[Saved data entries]
■ ■ ■ ■

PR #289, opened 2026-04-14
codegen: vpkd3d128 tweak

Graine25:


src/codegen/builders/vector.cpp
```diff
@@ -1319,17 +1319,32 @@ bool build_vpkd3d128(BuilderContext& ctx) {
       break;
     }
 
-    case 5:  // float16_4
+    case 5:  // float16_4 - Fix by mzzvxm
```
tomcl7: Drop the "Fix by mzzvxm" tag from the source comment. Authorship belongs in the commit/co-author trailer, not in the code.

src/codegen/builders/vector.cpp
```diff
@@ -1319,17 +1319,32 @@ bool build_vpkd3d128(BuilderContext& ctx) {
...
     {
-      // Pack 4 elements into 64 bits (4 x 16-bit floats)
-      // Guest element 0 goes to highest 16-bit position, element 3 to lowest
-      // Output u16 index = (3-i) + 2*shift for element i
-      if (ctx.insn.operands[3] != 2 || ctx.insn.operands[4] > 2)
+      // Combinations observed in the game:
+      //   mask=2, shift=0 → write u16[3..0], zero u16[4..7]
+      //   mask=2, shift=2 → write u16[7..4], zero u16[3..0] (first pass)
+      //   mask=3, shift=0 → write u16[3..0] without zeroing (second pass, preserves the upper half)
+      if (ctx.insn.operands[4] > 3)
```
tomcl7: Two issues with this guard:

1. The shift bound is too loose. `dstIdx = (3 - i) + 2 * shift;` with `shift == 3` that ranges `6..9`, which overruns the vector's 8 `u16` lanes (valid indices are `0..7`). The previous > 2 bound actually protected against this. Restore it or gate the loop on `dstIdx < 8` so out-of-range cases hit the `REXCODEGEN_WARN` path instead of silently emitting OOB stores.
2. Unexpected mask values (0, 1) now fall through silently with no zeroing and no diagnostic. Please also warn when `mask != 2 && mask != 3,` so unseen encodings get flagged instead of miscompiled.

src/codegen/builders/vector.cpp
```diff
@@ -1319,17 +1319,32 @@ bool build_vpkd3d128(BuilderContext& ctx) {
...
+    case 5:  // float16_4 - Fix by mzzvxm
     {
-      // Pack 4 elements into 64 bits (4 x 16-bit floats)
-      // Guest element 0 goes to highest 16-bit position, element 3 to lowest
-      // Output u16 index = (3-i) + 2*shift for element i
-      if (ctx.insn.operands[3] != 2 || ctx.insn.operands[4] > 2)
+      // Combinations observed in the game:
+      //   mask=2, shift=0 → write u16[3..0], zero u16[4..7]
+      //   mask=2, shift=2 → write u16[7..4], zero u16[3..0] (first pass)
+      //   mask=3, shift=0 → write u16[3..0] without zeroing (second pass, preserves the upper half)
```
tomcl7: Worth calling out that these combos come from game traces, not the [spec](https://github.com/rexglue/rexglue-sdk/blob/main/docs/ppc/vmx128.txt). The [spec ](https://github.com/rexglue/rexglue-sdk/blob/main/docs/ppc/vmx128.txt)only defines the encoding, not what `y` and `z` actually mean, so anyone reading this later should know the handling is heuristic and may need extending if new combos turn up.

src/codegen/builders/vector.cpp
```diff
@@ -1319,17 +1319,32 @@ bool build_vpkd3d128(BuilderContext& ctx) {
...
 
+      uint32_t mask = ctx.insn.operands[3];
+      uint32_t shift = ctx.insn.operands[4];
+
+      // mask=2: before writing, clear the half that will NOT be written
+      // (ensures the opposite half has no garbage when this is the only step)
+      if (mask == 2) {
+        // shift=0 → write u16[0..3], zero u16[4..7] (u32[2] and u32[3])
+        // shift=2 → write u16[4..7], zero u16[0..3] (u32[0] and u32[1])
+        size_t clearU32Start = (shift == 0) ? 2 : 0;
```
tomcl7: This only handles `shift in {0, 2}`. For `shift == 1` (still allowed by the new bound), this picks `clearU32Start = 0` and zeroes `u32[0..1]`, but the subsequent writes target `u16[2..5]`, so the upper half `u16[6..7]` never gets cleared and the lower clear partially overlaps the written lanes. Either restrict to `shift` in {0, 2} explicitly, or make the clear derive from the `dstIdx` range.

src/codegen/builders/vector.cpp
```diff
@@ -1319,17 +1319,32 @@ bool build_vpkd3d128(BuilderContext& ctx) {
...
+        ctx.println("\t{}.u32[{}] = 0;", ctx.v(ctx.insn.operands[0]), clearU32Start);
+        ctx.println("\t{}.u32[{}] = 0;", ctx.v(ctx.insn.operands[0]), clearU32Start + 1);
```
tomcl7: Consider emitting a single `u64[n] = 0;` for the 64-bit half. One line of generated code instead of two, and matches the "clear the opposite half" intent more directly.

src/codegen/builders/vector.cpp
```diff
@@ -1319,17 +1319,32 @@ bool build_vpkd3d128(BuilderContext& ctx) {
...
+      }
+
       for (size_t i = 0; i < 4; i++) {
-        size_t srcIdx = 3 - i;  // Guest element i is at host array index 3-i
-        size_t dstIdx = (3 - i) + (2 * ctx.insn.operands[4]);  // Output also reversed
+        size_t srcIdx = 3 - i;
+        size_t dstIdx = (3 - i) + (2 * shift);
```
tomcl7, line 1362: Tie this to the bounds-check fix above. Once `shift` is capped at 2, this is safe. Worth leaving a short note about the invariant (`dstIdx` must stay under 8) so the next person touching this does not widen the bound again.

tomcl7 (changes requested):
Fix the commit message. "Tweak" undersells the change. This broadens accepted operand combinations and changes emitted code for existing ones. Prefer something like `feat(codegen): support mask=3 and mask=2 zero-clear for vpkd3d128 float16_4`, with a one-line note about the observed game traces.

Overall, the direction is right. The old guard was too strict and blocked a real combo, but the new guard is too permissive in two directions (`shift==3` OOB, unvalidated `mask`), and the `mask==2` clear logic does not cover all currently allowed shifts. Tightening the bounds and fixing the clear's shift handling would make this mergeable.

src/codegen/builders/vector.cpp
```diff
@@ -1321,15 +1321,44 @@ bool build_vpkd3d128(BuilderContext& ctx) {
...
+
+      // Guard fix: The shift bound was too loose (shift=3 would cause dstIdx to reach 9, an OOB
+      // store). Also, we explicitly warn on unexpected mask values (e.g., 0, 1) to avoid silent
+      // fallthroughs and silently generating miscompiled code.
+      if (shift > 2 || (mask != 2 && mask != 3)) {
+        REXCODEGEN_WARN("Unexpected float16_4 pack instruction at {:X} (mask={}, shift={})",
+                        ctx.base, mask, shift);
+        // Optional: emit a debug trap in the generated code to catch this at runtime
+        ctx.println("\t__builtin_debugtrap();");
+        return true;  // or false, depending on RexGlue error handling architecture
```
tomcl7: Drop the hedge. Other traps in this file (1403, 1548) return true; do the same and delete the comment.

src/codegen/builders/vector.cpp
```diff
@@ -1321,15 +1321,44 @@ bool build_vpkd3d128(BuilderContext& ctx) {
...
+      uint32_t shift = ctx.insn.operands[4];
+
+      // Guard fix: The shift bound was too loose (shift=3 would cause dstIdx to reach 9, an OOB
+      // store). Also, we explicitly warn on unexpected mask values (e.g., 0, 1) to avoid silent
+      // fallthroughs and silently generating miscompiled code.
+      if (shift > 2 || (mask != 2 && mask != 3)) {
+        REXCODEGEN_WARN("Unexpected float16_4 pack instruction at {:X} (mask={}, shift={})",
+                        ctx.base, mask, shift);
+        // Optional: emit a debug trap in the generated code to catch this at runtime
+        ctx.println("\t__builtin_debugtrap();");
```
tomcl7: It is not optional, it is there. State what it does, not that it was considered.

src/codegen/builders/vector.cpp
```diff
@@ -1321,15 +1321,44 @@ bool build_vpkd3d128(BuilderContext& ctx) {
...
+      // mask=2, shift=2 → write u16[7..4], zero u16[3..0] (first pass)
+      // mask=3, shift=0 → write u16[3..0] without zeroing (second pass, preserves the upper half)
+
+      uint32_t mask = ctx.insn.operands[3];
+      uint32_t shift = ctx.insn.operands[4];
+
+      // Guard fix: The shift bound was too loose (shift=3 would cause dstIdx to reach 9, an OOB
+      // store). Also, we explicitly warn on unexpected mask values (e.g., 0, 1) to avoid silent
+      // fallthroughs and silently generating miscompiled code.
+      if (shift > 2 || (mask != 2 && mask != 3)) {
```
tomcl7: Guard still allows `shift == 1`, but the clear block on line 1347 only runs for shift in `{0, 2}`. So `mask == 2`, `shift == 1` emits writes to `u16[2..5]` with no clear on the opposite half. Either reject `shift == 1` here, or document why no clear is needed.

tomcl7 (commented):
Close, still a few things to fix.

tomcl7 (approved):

■ ■ ■ ■

# Task description:
Provide the count of lines in the data above containing "does", and nothing further.

# Response to this task:
3